## [Source material]
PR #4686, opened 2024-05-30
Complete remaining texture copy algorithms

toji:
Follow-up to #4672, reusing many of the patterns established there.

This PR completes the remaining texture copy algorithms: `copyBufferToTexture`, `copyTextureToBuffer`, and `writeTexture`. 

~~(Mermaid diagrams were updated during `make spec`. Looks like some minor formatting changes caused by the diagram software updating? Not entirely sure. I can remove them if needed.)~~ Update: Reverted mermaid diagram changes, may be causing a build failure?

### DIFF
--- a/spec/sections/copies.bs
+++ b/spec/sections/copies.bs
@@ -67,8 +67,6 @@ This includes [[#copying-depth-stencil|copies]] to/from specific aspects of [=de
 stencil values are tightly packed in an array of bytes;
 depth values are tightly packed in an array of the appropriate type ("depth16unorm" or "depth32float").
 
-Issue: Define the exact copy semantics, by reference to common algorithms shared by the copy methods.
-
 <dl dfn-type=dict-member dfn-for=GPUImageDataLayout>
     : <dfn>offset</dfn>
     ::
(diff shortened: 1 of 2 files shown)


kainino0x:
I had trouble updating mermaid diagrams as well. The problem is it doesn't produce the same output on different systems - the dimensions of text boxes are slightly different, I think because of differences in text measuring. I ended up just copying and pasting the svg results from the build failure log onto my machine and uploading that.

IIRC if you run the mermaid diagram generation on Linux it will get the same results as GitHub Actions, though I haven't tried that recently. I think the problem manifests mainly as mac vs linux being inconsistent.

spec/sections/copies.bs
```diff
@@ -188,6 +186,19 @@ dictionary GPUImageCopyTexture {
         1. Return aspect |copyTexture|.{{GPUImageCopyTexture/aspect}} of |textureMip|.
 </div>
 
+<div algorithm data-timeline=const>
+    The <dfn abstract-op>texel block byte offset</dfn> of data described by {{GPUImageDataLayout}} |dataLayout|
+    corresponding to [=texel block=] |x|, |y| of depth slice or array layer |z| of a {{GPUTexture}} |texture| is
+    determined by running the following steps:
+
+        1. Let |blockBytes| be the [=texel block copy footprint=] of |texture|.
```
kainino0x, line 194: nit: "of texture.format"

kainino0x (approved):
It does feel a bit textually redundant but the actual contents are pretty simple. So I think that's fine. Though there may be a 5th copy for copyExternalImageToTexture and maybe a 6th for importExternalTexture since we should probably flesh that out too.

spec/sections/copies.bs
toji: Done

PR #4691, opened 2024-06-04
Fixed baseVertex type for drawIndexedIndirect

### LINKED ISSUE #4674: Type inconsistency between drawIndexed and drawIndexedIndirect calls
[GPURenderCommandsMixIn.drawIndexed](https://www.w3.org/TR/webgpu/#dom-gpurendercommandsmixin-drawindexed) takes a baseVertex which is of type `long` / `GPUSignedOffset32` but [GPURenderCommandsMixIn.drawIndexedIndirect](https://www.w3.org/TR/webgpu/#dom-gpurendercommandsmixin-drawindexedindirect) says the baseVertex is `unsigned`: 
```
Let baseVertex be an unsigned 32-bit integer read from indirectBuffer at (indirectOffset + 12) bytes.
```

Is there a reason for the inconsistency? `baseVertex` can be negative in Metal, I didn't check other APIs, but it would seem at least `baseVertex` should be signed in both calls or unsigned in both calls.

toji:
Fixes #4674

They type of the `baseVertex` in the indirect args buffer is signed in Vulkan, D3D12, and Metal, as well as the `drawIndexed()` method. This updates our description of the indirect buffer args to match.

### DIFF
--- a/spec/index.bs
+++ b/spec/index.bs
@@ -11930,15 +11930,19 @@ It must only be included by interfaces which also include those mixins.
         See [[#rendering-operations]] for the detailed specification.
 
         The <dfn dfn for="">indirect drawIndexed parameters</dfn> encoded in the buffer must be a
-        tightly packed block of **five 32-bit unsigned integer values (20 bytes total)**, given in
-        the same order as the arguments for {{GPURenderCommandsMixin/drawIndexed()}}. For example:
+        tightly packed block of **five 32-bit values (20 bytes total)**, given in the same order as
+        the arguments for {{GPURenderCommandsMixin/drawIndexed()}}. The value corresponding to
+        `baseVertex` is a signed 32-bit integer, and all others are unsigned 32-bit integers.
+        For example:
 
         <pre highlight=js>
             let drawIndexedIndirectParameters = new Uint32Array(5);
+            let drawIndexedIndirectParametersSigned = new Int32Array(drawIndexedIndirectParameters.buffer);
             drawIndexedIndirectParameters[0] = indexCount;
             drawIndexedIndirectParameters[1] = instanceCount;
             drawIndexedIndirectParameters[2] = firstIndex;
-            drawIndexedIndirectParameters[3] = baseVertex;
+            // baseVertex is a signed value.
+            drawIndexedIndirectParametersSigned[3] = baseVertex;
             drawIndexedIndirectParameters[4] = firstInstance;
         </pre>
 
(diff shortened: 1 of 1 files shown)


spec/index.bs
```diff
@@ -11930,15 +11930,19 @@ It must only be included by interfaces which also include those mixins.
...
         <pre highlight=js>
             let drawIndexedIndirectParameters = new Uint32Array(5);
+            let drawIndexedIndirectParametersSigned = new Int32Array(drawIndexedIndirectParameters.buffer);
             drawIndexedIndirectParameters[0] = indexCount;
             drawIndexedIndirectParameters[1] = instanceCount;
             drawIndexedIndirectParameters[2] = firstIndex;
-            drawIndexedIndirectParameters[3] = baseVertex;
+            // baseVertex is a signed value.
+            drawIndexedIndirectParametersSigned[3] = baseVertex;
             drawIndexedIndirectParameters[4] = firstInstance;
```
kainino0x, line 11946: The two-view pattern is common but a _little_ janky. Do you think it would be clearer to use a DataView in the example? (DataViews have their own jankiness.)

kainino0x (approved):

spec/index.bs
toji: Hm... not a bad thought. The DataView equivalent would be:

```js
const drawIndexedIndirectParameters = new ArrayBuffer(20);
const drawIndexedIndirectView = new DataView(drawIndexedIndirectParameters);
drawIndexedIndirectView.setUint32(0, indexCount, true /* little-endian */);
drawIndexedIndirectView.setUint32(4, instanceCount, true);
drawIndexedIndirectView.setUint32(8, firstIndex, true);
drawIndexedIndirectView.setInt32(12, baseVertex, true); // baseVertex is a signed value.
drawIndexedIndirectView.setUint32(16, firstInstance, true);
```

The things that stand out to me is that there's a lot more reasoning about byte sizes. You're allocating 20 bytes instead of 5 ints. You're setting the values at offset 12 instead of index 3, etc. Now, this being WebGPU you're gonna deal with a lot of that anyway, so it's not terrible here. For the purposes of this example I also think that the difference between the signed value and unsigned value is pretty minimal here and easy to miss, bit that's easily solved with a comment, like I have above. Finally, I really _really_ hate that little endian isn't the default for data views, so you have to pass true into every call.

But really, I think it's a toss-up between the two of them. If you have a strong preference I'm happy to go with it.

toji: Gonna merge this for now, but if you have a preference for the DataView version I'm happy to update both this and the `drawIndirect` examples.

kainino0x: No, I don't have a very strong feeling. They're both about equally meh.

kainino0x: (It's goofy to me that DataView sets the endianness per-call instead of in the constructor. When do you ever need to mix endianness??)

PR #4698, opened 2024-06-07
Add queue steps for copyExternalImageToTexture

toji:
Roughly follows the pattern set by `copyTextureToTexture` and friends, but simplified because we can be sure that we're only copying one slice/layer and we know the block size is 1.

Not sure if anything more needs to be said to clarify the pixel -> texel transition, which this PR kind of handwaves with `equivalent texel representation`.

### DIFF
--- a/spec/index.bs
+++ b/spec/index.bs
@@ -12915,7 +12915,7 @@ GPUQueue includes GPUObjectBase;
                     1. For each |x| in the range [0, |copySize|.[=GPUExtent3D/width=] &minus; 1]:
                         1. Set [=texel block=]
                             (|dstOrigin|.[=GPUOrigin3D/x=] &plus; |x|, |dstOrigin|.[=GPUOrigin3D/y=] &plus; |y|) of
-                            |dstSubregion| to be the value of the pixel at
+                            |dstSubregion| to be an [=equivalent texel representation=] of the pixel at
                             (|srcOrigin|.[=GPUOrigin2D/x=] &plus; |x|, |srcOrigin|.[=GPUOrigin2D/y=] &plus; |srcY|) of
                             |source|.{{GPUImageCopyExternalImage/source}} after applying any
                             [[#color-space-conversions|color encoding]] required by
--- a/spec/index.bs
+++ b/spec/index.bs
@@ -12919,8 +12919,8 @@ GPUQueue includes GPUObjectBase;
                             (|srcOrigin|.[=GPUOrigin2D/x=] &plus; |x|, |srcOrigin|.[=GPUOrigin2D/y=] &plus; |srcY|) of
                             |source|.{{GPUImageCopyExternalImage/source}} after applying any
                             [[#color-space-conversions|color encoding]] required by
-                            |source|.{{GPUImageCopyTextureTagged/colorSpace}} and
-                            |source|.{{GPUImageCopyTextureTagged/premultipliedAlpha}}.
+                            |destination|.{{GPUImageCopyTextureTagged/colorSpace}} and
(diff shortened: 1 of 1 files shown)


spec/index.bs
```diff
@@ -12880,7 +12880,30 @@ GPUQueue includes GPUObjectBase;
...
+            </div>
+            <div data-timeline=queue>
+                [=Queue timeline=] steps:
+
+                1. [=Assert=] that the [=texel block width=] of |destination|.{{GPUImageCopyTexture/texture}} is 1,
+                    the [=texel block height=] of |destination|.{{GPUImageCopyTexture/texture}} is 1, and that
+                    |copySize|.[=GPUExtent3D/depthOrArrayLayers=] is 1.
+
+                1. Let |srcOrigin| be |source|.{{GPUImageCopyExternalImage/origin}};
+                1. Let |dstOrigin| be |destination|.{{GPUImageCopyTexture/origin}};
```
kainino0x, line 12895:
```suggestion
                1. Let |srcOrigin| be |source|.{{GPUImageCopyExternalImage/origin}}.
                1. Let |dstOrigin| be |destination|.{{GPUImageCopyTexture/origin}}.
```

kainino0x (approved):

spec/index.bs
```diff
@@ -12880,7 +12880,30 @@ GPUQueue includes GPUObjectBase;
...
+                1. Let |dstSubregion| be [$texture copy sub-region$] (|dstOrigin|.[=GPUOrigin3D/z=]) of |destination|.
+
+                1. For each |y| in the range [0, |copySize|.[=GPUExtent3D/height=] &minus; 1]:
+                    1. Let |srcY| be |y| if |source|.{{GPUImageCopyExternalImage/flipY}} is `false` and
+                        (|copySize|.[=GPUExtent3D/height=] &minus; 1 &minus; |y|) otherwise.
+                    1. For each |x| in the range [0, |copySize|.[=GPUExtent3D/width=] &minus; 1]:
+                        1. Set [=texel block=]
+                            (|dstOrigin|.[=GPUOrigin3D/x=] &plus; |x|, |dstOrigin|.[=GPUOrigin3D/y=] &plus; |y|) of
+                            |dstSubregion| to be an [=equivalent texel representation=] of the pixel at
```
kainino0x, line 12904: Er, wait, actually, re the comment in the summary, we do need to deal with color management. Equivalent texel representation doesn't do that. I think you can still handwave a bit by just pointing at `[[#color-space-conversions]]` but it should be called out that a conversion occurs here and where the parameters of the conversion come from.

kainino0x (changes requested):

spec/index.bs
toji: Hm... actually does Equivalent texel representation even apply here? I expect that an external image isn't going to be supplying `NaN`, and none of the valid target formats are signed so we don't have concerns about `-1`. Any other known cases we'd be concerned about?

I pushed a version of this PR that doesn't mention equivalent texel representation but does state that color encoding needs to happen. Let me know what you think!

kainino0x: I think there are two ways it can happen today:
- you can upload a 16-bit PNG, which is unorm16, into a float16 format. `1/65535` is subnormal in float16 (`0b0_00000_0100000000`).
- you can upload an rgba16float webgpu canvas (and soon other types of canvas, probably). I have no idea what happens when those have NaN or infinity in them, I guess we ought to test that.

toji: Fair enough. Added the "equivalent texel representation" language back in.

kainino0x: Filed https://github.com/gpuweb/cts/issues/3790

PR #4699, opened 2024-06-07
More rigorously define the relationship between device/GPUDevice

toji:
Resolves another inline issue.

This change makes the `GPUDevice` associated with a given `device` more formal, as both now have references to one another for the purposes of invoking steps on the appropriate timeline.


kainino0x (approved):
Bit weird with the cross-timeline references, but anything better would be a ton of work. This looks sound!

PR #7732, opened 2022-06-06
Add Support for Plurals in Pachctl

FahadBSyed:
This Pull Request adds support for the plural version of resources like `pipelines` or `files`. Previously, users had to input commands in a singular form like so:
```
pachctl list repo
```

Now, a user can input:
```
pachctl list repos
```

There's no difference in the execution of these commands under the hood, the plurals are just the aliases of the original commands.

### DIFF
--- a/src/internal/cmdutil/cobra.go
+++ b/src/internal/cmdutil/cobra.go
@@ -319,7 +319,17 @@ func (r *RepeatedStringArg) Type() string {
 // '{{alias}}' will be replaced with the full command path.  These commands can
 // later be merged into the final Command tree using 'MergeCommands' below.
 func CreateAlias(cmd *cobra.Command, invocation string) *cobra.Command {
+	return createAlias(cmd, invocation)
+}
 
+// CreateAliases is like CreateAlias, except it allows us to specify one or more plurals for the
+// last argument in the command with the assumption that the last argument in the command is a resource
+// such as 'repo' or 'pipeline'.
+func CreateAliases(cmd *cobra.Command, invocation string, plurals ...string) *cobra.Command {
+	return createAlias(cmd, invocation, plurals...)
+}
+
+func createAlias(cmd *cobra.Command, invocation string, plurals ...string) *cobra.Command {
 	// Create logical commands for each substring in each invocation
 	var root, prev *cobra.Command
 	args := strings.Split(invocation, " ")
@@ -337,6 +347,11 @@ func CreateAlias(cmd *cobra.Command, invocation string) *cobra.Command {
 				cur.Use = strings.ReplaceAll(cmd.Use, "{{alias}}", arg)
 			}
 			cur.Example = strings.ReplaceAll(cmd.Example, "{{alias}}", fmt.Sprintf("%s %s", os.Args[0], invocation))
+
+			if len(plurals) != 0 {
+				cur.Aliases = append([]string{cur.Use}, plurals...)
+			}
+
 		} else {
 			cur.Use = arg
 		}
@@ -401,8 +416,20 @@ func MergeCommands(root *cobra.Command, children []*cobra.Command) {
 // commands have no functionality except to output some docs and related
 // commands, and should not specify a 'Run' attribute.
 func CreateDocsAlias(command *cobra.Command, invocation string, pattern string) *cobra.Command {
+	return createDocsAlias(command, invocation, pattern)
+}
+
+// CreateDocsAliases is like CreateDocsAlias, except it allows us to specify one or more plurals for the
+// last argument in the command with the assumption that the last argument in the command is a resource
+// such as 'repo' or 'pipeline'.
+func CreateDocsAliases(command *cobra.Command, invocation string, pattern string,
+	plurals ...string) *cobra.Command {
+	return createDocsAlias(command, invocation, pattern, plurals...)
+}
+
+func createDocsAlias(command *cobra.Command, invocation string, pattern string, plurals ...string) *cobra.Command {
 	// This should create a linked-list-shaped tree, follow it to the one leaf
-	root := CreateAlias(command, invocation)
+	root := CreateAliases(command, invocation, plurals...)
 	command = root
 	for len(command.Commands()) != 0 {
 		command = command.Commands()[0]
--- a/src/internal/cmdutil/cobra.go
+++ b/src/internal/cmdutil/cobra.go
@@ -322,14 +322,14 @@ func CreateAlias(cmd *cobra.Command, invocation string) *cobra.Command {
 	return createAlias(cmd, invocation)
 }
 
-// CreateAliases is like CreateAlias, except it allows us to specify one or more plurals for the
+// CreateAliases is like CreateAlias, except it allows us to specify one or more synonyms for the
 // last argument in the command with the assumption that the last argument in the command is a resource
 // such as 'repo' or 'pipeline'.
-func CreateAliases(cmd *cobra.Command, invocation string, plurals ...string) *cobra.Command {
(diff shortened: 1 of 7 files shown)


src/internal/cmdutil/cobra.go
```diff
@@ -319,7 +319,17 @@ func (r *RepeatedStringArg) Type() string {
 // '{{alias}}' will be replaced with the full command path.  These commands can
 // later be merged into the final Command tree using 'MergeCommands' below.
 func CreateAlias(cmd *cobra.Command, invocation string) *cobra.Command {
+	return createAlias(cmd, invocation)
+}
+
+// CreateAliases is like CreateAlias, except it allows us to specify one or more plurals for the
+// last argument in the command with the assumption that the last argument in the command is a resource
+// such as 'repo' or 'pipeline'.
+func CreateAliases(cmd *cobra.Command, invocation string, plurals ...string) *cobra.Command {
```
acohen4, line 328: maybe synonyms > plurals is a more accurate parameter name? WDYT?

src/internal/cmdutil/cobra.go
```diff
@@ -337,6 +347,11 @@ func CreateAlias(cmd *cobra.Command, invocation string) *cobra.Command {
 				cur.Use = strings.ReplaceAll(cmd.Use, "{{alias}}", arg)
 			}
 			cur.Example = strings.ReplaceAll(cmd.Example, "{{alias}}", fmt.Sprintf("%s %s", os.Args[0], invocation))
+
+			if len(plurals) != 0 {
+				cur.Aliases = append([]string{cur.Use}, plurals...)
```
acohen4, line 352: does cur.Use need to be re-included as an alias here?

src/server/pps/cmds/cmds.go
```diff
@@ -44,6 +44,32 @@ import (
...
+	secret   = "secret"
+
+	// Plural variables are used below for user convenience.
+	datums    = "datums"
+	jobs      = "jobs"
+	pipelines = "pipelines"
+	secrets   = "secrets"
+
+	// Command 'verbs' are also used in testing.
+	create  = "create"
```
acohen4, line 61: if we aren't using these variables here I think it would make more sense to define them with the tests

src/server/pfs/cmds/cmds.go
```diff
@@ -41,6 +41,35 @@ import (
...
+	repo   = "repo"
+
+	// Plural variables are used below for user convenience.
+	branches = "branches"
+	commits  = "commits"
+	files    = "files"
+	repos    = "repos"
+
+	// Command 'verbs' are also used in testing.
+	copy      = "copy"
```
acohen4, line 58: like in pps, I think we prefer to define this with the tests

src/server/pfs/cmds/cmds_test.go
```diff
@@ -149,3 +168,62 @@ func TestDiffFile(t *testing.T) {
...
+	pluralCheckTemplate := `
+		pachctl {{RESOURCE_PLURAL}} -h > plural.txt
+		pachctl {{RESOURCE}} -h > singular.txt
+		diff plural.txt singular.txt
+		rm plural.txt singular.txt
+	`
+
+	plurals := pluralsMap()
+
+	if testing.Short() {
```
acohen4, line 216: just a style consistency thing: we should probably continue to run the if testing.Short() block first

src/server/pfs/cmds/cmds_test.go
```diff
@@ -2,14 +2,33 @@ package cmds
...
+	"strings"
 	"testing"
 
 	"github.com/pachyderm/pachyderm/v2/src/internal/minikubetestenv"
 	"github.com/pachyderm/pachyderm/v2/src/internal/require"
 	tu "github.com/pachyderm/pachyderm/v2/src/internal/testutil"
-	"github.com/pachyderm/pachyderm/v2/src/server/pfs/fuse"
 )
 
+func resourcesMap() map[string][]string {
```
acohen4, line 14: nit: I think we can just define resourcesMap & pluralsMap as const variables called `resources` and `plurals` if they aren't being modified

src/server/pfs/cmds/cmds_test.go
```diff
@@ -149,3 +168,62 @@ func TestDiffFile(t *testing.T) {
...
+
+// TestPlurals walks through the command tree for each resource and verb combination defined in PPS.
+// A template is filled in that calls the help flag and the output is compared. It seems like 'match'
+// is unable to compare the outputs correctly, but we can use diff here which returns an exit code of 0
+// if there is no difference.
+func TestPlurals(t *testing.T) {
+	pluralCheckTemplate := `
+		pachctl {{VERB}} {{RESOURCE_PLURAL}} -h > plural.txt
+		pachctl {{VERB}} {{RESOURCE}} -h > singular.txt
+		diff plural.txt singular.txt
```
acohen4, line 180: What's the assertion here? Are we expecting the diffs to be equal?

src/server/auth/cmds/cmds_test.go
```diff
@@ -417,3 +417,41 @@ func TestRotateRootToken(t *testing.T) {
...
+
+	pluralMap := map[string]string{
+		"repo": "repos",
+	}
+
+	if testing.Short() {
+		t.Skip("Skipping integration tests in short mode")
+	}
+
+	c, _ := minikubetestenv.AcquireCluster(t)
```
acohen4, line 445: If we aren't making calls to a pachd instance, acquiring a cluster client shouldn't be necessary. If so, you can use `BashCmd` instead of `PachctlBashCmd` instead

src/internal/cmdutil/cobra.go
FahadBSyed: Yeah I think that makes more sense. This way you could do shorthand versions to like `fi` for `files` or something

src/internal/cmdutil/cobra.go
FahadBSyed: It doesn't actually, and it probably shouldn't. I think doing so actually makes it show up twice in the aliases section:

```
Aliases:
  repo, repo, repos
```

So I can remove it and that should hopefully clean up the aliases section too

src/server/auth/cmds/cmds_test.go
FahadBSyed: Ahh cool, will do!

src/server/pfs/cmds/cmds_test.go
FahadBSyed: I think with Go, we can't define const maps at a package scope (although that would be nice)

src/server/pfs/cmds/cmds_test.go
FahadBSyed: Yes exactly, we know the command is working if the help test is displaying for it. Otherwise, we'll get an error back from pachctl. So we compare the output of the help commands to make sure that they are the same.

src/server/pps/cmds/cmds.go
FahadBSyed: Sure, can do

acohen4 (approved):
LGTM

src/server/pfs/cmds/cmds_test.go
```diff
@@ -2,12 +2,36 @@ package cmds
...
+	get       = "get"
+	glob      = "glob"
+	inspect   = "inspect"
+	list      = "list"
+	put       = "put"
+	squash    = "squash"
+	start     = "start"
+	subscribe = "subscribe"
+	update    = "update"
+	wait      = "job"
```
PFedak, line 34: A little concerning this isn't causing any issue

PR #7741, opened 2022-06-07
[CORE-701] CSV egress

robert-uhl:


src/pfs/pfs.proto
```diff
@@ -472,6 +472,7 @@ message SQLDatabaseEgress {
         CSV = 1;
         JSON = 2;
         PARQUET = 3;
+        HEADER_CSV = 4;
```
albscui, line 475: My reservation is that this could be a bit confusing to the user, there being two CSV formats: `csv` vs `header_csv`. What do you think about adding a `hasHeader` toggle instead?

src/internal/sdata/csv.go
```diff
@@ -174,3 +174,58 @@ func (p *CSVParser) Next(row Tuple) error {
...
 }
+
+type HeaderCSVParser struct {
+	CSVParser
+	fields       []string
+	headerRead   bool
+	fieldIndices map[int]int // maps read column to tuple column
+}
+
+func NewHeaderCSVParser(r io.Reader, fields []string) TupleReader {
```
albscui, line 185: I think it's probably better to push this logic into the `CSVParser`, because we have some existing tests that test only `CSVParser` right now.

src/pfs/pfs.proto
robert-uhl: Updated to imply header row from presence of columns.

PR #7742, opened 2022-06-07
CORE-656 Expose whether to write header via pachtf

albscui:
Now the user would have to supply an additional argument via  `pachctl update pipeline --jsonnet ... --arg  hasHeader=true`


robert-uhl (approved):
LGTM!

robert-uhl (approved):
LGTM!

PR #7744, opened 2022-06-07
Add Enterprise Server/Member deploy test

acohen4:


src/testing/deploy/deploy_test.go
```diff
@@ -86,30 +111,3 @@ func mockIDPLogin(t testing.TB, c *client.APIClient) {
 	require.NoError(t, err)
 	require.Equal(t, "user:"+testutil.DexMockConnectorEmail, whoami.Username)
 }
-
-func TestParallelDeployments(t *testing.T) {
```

## [Your task]
Report, from the entries above, each line where "actually" is found.

## [Response to this exercise]
kainino0x, line 12904: Er, wait, actually, re the comment in the summary, we do need to deal with color management. Equivalent texel representation doesn't do that. I think you can still handwave a bit by just pointing at `[[#color-space-conversions]]` but it should be called out that a conversion occurs here and where the parameters of the conversion come from.
toji: Hm... actually does Equivalent texel representation even apply here? I expect that an external image isn't going to be supplying `NaN`, and none of the valid target formats are signed so we don't have concerns about `-1`. Any other known cases we'd be concerned about?
FahadBSyed: It doesn't actually, and it probably shouldn't. I think doing so actually makes it show up twice in the aliases section:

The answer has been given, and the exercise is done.